[Collected data]
***

Issue #20599, opened 2019-10-16
systemPreferences.getColors() throws exceptions with some macOS colors


yourhead:
### Preflight Checklist

* [x] I have read the [Contributing Guidelines](https://github.com/electron/electron/blob/master/CONTRIBUTING.md) for this project.
* [x] I agree to follow the [Code of Conduct](https://github.com/electron/electron/blob/master/CODE_OF_CONDUCT.md) that this project adheres to.
* [x] I have searched the issue tracker for an issue that matches the one I want to file, without success.

### Issue Details

* **Electron Version:**
  * 
v7.0.0-beta.6
* **Operating System:**
  * 
macOS 10.14.6
* **Last Known Working Electron version:**
  * 
the bug exists in all recent betas

### Expected Behavior

a color value as a string
no exception thrown

### Actual Behavior

exception thrown
```
"Error: Unknown color: disabled-control-text
    at Function.updateAppearanceTheme (/Users/iac/Desktop/gluon/dist/App.js:138:54)
    at App.createWindow (/Users/iac/Desktop/gluon/dist/App.js:9:13)
    at App.emit (events.js:208:15)"
```

### To Reproduce

```
systemPreferences.getColor('disabled-control-text');
systemPreferences.getColor('scrubber-textured-background');
systemPreferences.getColor('selected-menu-item');
```

For reference, here are the macOS headers for these colors and their availability in the macOS 10.14 SDK

```
@property (class, strong, readonly) NSColor *disabledControlTextColor;                     // Text on disabled controls

@property (class, strong, readonly) NSColor *scrubberTexturedBackgroundColor NS_AVAILABLE_MAC(10_12_2); // Patterned background color for use in NSScrubber

@property (class, strong, readonly) NSColor *selectedMenuItemColor NS_DEPRECATED_MAC(10_0, API_TO_BE_DEPRECATED, "Use NSVisualEffectMaterialSelection");
```

All three are available in macOS 10.14 (one is deprecated, but still available).

But even if they weren't, the Electron docs don't specify limitations on the macOS version for this function. Shouldn't I expect *some* value rather than throwing an exception even when colors are not available on the user's system.

Or perhaps the documentation should reflect that in some cases the function will throw an exception -- and what those cases are.

A fiddle for such basic stuff seems overkill, but it also took me about 1 minute -- so why not. 😃 

https://gist.github.com/yourhead/1db43ba064651648c673d686775b7afc

MarshallOfSound:
[...]

PR #20611, opened 2019-10-16
fix: macOS getColor inconsistencies

codebytere:
#### Description of Change

Resolves https://github.com/electron/electron/issues/20599.

Updates documentation to reflect macOS 10.14 specific colors and fixes a mistyped color. Also notes a deprecated color.

cc @MarshallOfSound 

#### Checklist

- [x] `npm test` passes

#### Release Notes
Notes: Fixes some `systemPreferences.getColor()` inconsistencies on macOS.

### DIFF
--- a/shell/browser/api/atom_api_system_preferences_mac.mm
+++ b/shell/browser/api/atom_api_system_preferences_mac.mm
@@ -26,6 +26,7 @@
 #include "shell/browser/mac/atom_application.h"
 #include "shell/browser/mac/dict_util.h"
 #include "shell/browser/ui/cocoa/NSColor+Hex.h"
+#include "shell/common/deprecate_util.h"
 #include "shell/common/native_mate_converters/gurl_converter.h"
 #include "shell/common/native_mate_converters/value_converter.h"
 #include "ui/native_theme/native_theme.h"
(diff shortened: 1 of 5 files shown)


shell/browser/api/atom_api_system_preferences_mac.mm
```diff
@@ -503,19 +503,23 @@ AVMediaType ParseMediaType(const std::string& media_type) {
...
+    EmitDeprecationWarning(env, "Use selected-content-background instead.",
+                           "electron");
   } else if (color == "control-background") {
     sysColor = [NSColor controlBackgroundColor];
   } else if (color == "control") {
     sysColor = [NSColor controlColor];
   } else if (color == "control-text") {
     sysColor = [NSColor controlTextColor];
-  } else if (color == "disabled-control") {
+  } else if (color == "disabled-control-text") {
```
MarshallOfSound: How long has this been wrong? Could someone have figured out the wrong value and should we specifically support the old value with a deprecation warning similar to above to be nicer to those folks?

codebytere: (resolved offline)

shell/browser/api/atom_api_system_preferences_mac.mm
```diff
@@ -503,19 +504,25 @@ AVMediaType ParseMediaType(const std::string& media_type) {
...
 
-std::string SystemPreferences::GetColor(const std::string& color,
-                                        mate::Arguments* args) {
+std::string SystemPreferences::GetColor(gin_helper::ErrorThrower thrower,
+                                        const std::string& color) {
   NSColor* sysColor = nil;
   if (color == "alternate-selected-control-text") {
     sysColor = [NSColor alternateSelectedControlTextColor];
+    EmitDeprecationWarning(node::Environment::GetCurrent(thrower.isolate()),
+                           "Use selected-content-background instead.",
```
MarshallOfSound:
```suggestion
                           "'alternate-selected-control-text' is deprecated as an input to getColor.  Use 'selected-content-background' instead.",
```

shell/browser/api/atom_api_system_preferences_mac.mm
```diff
@@ -503,19 +504,25 @@ AVMediaType ParseMediaType(const std::string& media_type) {
...
     sysColor = [NSColor controlBackgroundColor];
   } else if (color == "control") {
     sysColor = [NSColor controlColor];
   } else if (color == "control-text") {
     sysColor = [NSColor controlTextColor];
-  } else if (color == "disabled-control") {
+  } else if (color == "disabled-control-text") {
     sysColor = [NSColor disabledControlTextColor];
+    EmitDeprecationWarning(node::Environment::GetCurrent(thrower.isolate()),
+                           "Use a color that matches the semantics being used.",
```
MarshallOfSound: Not sure what this is for, if I don't understand the warning users won't either 😄

codebytere: Looks like it's not deprecated anymore? i'm very confused but rolling with it. Removed.

Issue #20503, opened 2019-10-09
Regression of recentDocuments file list on macOS


bigtimebuddy:
### Preflight Checklist

* [x] I have read the [Contributing Guidelines](https://github.com/electron/electron/blob/master/CONTRIBUTING.md) for this project.
* [x] I agree to follow the [Code of Conduct](https://github.com/electron/electron/blob/master/CODE_OF_CONDUCT.md) that this project adheres to.
* [x] I have searched the issue tracker for an issue that matches the one I want to file, without success.

### Issue Details

* **Electron Version:**
  * 6.0.12
* **Operating System:**
  * macOS 10.14.6
* **Last Known Working Electron version:**
  * 5.0.11

### Expected Behavior

Using `app.addRecentDocument`, should add files to the `recentDocuments` menu.

### Actual Behavior

The files are missing from the `recentDocuments` menu (the files, however, show up correctly when right-clicking on the dock icon--assuming that `addRecentDocument` works fine).

* `recentDocuments` seems like it is still broken in 6.0.12. The menu items work (are now enabled) but the `recentDocuments` menu does not populate with files.

### To Reproduce

```sh
$ git clone git@github.com:bigtimebuddy/electron-recent-docs-bug.git -b master
$ npm install
$ npm start || electron .
```

### Screenshots

**v6.0.12**
![Screen Shot 2019-10-08 at 4 27 44 PM](https://user-images.githubusercontent.com/864393/66440652-9996eb80-e9e8-11e9-9517-b3651677b207.png)

**v5.0.11**
![Screen Shot 2019-10-08 at 4 27 19 PM](https://user-images.githubusercontent.com/864393/66440648-969bfb00-e9e8-11e9-8d3d-7422cfdf08b5.png)

### Additional Information

Follow up to #20364 & #20398

cc @codebytere

bigtimebuddy:
I'm currently still being blocked by this regression.

codebytere:
It's on my backlog, but it's a fairly complex issue. We used to use a xib file but then removed it unaware that it would cause this. Chromium has removed their use of xib files so we can't trivially add it back and will now need to manually implement the backing logic. I'll do my best in the next few weeks :)

bigtimebuddy:
Thank you for the update, makes sense. I appreciate your help.

codebytere:
[...]

PR #20615, opened 2019-10-16
fix: use xib file to construct macOS Menu

codebytere:
#### Description of Change

Resolves https://github.com/electron/electron/issues/20503.

When we removed the `.xib` file menu construction, it unfortunately nuked the `recentDocuments` role, which unexpectedly is near-impossible to replicate manually with obj-c without doing terrifying hacky things or using private APIs (see [this blog post](http://lapcatsoftware.com/blog/2007/07/10/working-without-a-nib-part-5-open-recent-menu/)). As a result, our only real path forward here was to revert to xib-based functionality removed originally removed in [this commit](https://github.com/electron/electron/pull/18626/commits/44ee1f4de23fe634a794cc3bddf3a4acc0624809). I needed to re-implement the xib template in GN removed upstream but otherwise I mostly just needed to re-add the xib file and revert to the older `recentDocuments` menu role business logic in the `menu_controller`.

Tested to work with [this repro case](http://github.com/bigtimebuddy/electron-recent-docs-bug).

cc @MarshallOfSound @nornagon (& @bigtimebuddy!)

#### Checklist

- [x] `npm test` passes

#### Release Notes

Notes: Fixed a regression in the `recentDocuments` role on macOS.

### DIFF
--- a/build/rules.gni
+++ b/build/rules.gni
@@ -5,6 +5,8 @@ import("//build/config/mac/mac_sdk.gni")
 # See https://chromium-review.googlesource.com/c/chromium/src/+/1648695
 import("//build/config/ios/rules.gni")
 
+# Template is copied here from Chromium but was removed in
+# https://chromium-review.googlesource.com/c/chromium/src/+/1637981
 # Template to compile and package Mac XIB files as bundle data.
 # Arguments
 #     sources:
--- a/build/rules.gni
+++ b/build/rules.gni
@@ -1,0 +1,55 @@
+import("//build/config/mac/mac_sdk.gni")
+
+# This is imported from /ios becuase this functionality was moved
+# after Chromium stopped using xib files for macOS menu functionality
+# See https://chromium-review.googlesource.com/c/chromium/src/+/1648695
+import("//build/config/ios/rules.gni")
+
+# Template to compile and package Mac XIB files as bundle data.
+# Arguments
+#     sources:
+#         list of string, sources to comiple
+#     output_path:
+#         (optional) string, the path to use for the outputs list in the
+#         bundle_data step. If unspecified, defaults to bundle_resources_dir.
+template("mac_xib_bundle_data") {
+  _target_name = target_name
+  _compile_target_name = _target_name + "_compile_ibtool"
+
+  compile_ib_files(_compile_target_name) {
+    forward_variables_from(invoker, [ "testonly" ])
+    visibility = [ ":$_target_name" ]
+    sources = invoker.sources
+    output_extension = "nib"
+    ibtool_flags = [
+      "--minimum-deployment-target",
+      mac_deployment_target,
+
+      # TODO(rsesek): Enable this once all the bots are on Xcode 7+.
+      # "--target-device",
+      # "mac",
+    ]
+  }
+
+  bundle_data(_target_name) {
+    forward_variables_from(invoker,
+                           [
+                             "testonly",
+                             "visibility",
+                           ])
+
+    public_deps = [
+      ":$_compile_target_name",
+    ]
+    sources = get_target_outputs(":$_compile_target_name")
+
+    _output_path = "{{bundle_resources_dir}}"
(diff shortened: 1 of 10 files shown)


deepak1556:
Not a review but some thoughts , the reason chrome is doing this refactor is they are trying to remove dependency on system XCode and make builds deterministic https://bugs.chromium.org/p/chromium/issues/detail?id=330262, which again aligns with one of our upcoming projects from security WG , making electron builds deterministic. 

Once this transition is complete on chrome end and we still deviate from it then its going to be a technical debt similar to libc++ one which I would like to avoid at all cost. So reiterating on this PR, I would suggest to look into the programmatic implementation or revisit the position of this api through the API WG.

nornagon:
Thanks for the context @deepak1556! Since this is just a dependency on `ibtool`, not a dependency on any compiler/linker tool from Xcode, do you think it would be OK? A quick test on my machine produced identical output from multiple runs of `ibtool` on identical inputs, showing that it's at least timestamp-independent. I also tested running in a different directory (different pwd, input and output paths) and got identical bytes out of `ibtool`.

In general I agree with wanting to drop Xcode as a dependency, and aligning with Chromium, but this doesn't seem like it would impact our ability to produce deterministic builds. Additionally, doing this programmatically requires calling private APIs which may or may not be rejected by MAS.

codebytere:
> Additionally, doing this programmatically requires calling private APIs which may or may not be rejected by MAS.

This is also my primary consideration here; i'd rather have the system handle this where possible and not endanger users' ability to ship via the mac app store.

At the very least, i'd like to get this into versions where it's supposed to work and then perhaps consider deprecating it in future versions when Chromium does totally drop Xcode 🤔

deepak1556:
Sorry for the delayed response, comments inline.

> Since this is just a dependency on ibtool, not a dependency on any compiler/linker tool from Xcode, do you think it would be OK?

Yeah dependency on ibtool is fine, it used to be non-deterministic in the past. I was originally worried about a situation when chromium gets rid of all its xib files, they would start shipping the minimal set of binaries and SDK for the build. We would have to rely on the system installation for this one, but since it doesn't change the determinism of the build, should be ok! 


> Additionally, doing this programmatically requires calling private APIs which may or may not be rejected by MAS.

Moving forward, implementations that require this should be considered by the API WG and see if it can be made as a userland module or expose the right parts to make it possible.

codebytere:
> Moving forward, implementations that require this should be considered by the API WG and see if it can be made as a userland module or expose the right parts to make it possible.

@deepak1556 do you wish for the API group to vote on _this_ PR, or are you comfortable with this PR as it stands and wish for us to vote on _future_ PRs affecting similar build components?

deepak1556:
@codebytere sorry my comment wasn't clear, I was talking about future PR's . This one is good as it stands.

build/rules.gni
```diff
@@ -0,0 +1,55 @@
+import("//build/config/mac/mac_sdk.gni")
+
+# This is imported from /ios becuase this functionality was moved
+# after Chromium stopped using xib files for macOS menu functionality
+# See https://chromium-review.googlesource.com/c/chromium/src/+/1648695
+import("//build/config/ios/rules.gni")
+
+# Template to compile and package Mac XIB files as bundle data.
```
nornagon: Add a note that this was copied from chromium & link the CL in which it was removed

shell/browser/resources/mac/Info.plist
```diff
@@ -24,6 +24,8 @@
     <string>public.app-category.developer-tools</string>
     <key>LSMinimumSystemVersion</key>
     <string>10.10.0</string>
+    <key>NSMainNibFile</key>
+	  <string>MainMenu</string>
```
nornagon: indentation

bigtimebuddy:
Could someone manually back-port this to 6.1.x? Doesn't look like it showed up in the latest release.

PR #20620, opened 2019-10-17
build: add support for automated minor releases

jkleinsc:
#### Description of Change

Starting with the 8-x series we are going to switch to having an 8-x-y branch from which we can publish 8-0-x releases as well as (if necessary) 8-x-y releases.  This means that if we want to release a minor version we will no longer have to create a new branch for that minor.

***

## WORK INSTRUCTION
A single integer is the expected output: the number of lines in the data that include the word "Arguments".

## WRITTEN REPLY
3